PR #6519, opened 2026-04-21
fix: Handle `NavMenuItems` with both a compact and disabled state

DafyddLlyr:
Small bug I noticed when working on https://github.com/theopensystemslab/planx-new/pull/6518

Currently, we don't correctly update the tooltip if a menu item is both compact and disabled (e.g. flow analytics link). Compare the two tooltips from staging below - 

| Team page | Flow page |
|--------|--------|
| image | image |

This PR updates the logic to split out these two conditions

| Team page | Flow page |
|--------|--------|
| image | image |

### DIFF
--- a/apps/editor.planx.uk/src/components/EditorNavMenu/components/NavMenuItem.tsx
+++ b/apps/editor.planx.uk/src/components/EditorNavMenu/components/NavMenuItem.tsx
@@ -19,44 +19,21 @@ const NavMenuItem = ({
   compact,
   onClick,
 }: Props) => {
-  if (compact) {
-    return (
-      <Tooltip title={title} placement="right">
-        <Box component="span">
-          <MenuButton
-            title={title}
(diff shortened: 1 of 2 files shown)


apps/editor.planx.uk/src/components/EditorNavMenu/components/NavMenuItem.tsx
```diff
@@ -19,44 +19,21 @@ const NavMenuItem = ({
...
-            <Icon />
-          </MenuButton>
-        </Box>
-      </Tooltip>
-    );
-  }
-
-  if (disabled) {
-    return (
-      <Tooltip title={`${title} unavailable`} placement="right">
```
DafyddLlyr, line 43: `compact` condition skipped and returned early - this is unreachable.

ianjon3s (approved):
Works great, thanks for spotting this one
****************************************
● Work item
Retype all of the material above. Do not alter a single word.

● Answer to this exercise
PR #6519, opened 2026-04-21
fix: Handle `NavMenuItems` with both a compact and disabled state

DafyddLlyr:
Small bug I noticed when working on https://github.com/theopensystemslab/planx-new/pull/6518

Currently, we don't correctly update the tooltip if a menu item is both compact and disabled (e.g. flow analytics link). Compare the two tooltips from staging below - 

| Team page | Flow page |
|--------|--------|
| image | image |

This PR updates the logic to split out these two conditions

| Team page | Flow page |
|--------|--------|
| image | image |

### DIFF
--- a/apps/editor.planx.uk/src/components/EditorNavMenu/components/NavMenuItem.tsx
+++ b/apps/editor.planx.uk/src/components/EditorNavMenu/components/NavMenuItem.tsx
@@ -19,44 +19,21 @@ const NavMenuItem = ({
   compact,
   onClick,
 }: Props) => {
-  if (compact) {
-    return (
-      <Tooltip title={title} placement="right">
-        <Box component="span">
-          <MenuButton
-            title={title}
(diff shortened: 1 of 2 files shown)


apps/editor.planx.uk/src/components/EditorNavMenu/components/NavMenuItem.tsx
```diff
@@ -19,44 +19,21 @@ const NavMenuItem = ({
...
-            <Icon />
-          </MenuButton>
-        </Box>
-      </Tooltip>
-    );
-  }
-
-  if (disabled) {
-    return (
-      <Tooltip title={`${title} unavailable`} placement="right">
```
DafyddLlyr, line 43: `compact` condition skipped and returned early - this is unreachable.

ianjon3s (approved):
Works great, thanks for spotting this one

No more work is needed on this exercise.